TASK BRIEF: Search the entries below for "flag". Report each line where it occurs.

Saved data entries:
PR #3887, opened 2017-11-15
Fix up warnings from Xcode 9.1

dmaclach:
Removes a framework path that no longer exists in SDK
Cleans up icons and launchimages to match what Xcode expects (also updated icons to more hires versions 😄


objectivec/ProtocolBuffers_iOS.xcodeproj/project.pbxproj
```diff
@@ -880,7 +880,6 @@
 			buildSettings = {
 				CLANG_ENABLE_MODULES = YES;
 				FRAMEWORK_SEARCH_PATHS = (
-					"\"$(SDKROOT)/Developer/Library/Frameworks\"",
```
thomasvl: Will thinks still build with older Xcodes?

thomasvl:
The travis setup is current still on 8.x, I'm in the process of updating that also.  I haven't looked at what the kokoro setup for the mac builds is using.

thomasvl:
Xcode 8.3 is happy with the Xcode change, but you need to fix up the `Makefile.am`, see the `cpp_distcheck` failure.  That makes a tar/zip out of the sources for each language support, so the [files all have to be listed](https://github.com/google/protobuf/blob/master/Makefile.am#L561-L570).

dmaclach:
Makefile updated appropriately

...

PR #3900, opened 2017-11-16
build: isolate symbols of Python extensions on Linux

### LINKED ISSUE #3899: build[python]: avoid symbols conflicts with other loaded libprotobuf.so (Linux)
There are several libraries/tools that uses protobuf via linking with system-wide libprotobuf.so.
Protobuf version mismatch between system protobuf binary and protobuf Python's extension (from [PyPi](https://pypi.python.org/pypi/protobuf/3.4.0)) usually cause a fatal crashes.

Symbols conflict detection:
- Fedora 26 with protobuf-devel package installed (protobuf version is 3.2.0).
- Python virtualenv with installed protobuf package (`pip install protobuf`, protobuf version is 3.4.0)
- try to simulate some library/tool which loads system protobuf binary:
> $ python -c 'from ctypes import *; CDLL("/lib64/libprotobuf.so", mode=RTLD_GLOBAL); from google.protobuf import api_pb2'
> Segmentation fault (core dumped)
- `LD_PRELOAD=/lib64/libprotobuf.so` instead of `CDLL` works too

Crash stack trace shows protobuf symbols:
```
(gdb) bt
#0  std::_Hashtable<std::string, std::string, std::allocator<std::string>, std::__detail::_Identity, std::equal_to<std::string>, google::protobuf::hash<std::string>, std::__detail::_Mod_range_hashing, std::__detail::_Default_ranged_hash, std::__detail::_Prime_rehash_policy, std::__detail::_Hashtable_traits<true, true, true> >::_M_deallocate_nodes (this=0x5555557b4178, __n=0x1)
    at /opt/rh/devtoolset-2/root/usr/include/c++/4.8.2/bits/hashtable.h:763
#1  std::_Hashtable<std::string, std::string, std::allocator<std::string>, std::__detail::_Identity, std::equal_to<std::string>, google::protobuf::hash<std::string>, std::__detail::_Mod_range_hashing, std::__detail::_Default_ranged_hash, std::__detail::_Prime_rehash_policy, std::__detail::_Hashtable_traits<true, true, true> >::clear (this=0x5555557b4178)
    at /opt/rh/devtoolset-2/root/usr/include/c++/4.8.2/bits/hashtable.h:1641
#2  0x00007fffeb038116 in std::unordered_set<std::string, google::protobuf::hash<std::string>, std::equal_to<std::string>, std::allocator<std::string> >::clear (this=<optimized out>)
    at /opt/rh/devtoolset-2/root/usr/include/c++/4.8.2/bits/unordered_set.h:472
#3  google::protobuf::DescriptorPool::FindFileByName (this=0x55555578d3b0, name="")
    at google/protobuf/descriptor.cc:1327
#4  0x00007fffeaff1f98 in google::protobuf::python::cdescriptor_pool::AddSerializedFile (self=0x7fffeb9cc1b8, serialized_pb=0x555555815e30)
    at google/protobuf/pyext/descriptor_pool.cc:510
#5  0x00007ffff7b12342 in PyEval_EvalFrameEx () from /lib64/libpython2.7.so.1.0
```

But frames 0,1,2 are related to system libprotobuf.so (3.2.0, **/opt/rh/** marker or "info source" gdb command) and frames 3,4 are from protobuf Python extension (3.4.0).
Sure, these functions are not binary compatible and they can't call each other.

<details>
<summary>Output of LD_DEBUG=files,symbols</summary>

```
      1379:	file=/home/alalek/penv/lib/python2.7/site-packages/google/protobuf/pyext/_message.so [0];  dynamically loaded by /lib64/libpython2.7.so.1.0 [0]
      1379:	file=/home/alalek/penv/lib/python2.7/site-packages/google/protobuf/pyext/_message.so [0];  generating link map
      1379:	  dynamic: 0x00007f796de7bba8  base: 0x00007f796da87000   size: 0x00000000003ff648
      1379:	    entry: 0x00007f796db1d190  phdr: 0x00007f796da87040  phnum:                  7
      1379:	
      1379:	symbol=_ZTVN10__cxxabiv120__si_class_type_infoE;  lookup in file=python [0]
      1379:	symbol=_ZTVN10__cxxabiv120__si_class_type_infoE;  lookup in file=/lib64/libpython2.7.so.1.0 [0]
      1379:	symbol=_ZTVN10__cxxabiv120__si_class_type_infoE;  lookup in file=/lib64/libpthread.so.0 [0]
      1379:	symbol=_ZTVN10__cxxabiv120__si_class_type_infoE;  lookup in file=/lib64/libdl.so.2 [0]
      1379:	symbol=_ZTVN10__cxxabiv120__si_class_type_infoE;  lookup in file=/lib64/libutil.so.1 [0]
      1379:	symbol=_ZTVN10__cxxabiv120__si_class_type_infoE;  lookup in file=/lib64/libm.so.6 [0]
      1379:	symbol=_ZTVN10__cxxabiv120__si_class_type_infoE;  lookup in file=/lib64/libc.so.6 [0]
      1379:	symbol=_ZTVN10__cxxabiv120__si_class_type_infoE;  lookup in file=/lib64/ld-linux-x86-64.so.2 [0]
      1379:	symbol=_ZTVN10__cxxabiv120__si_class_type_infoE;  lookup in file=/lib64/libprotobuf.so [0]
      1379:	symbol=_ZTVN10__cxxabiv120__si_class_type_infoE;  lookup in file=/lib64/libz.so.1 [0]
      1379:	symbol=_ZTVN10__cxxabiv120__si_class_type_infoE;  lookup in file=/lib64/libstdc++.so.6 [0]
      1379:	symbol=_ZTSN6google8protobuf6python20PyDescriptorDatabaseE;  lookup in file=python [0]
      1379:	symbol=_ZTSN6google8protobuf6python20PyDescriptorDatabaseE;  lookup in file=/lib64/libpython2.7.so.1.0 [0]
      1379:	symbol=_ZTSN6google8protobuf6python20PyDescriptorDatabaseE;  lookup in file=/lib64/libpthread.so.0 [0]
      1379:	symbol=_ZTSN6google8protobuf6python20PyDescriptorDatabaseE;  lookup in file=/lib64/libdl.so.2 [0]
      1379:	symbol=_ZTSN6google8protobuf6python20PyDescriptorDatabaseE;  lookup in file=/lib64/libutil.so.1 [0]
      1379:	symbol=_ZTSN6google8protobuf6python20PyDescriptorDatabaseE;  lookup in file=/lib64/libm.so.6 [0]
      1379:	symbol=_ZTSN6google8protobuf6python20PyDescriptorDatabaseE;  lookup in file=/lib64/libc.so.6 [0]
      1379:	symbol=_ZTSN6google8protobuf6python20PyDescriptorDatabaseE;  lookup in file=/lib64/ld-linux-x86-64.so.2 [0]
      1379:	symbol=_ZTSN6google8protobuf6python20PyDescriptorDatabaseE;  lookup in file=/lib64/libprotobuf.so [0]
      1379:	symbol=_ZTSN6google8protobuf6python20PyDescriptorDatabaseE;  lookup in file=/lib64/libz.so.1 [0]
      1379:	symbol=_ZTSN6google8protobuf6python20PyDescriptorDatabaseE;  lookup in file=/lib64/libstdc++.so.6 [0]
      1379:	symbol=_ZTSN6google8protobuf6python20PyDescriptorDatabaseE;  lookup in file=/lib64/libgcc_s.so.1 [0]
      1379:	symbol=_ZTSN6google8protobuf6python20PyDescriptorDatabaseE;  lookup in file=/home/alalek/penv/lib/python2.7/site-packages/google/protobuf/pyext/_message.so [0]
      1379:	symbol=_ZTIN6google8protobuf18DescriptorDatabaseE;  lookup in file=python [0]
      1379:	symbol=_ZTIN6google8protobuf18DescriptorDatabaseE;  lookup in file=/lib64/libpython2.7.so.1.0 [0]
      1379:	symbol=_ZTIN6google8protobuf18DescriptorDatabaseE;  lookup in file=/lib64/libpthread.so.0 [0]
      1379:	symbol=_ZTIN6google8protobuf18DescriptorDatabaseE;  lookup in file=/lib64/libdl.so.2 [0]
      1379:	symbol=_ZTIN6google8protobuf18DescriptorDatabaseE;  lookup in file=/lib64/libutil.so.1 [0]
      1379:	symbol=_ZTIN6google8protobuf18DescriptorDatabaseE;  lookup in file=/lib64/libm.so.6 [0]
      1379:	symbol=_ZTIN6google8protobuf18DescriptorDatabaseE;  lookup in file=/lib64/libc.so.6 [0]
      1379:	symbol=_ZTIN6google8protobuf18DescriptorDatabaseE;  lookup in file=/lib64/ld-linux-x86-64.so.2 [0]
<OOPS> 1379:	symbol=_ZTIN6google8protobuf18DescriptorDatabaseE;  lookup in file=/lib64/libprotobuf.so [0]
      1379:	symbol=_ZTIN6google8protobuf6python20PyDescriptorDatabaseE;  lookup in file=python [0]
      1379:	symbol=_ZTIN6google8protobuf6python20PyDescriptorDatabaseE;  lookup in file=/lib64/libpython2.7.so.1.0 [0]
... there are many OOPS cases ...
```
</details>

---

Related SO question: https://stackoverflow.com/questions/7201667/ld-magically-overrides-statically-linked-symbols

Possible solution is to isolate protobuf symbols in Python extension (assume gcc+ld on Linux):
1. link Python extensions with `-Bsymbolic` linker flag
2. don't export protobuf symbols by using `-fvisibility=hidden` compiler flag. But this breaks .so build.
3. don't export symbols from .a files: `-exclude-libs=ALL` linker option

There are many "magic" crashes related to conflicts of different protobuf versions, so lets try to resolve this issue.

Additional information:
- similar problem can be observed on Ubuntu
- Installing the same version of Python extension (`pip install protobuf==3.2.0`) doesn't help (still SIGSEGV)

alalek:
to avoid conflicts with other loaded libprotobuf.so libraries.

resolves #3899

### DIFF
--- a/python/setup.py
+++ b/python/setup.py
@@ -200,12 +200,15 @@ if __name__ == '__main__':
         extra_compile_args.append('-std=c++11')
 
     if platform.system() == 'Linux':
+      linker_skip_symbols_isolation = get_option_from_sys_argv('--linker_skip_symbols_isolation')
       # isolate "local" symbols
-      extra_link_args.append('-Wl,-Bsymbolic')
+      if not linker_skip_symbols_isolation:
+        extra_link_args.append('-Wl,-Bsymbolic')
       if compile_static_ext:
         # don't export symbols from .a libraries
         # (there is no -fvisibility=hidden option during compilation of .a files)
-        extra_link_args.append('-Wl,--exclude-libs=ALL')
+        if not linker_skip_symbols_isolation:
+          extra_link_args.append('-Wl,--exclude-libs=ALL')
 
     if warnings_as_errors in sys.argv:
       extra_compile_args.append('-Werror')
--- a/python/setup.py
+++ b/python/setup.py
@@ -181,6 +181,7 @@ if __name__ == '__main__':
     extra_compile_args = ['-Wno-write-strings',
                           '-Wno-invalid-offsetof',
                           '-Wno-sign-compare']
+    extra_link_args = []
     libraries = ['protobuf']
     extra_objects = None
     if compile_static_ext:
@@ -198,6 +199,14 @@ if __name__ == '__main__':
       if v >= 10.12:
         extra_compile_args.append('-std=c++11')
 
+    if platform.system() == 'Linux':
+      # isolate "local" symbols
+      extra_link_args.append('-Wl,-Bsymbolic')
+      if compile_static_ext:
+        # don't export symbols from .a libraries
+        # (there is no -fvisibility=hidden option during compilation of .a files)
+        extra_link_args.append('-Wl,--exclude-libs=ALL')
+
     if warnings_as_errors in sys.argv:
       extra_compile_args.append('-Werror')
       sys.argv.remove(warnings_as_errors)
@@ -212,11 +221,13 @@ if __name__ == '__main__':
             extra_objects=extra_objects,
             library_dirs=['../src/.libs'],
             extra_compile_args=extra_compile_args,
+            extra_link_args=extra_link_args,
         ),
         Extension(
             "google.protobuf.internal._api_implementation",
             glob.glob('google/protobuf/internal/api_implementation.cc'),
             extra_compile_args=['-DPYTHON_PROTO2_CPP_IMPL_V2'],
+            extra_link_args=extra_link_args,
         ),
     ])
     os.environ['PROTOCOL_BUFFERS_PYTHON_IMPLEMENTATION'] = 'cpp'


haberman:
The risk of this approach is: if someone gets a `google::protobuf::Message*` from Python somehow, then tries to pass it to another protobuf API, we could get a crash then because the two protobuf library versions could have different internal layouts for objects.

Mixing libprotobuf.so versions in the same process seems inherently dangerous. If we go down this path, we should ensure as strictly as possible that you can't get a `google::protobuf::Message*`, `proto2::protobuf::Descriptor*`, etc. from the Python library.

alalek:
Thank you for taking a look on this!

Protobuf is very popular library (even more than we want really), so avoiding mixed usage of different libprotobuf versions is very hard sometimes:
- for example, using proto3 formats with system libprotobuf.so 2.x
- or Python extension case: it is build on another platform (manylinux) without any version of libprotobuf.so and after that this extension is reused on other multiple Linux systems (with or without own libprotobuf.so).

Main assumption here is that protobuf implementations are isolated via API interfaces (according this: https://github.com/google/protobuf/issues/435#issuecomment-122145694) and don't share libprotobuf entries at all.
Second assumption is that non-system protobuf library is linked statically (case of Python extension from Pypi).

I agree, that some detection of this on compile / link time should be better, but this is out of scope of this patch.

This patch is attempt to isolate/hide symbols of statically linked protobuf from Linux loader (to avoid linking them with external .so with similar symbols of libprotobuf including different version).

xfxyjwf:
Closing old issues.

WORKED SOLUTION:
1. link Python extensions with `-Bsymbolic` linker flag
2. don't export protobuf symbols by using `-fvisibility=hidden` compiler flag. But this breaks .so build.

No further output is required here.